TASK DIRECTIONS: The answer must consist solely of the line that contains "Issue #513, opened 2020-10-22" and all subsequent lines of the data, each reproduced exactly.

DATA TO PROCESS:
PR #503, opened 2020-09-12
Viosock: implement timeouts

irudakov77:


YanVugenfirer:
@irudakov77 There is a consistent failure in "DF - Reinstall with IO Before and After (Reliability)". Can you please take a look?

Thanks,
Yan.

Issue #513, opened 2020-10-22
viostor: 4Kn disk corruption after DISCARD/UNMAP


gusev-vitaliy:
4Kn virtio disks (virtio block device). After TRIM in Windows 10, disk becomes corrupted or Unavailable with message `E: is not accessible. Data error (cyclic redundancy check)`.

ANSWER AREA:
Issue #513, opened 2020-10-22
viostor: 4Kn disk corruption after DISCARD/UNMAP


gusev-vitaliy:
4Kn virtio disks (virtio block device). After TRIM in Windows 10, disk becomes corrupted or Unavailable with message `E: is not accessible. Data error (cyclic redundancy check)`.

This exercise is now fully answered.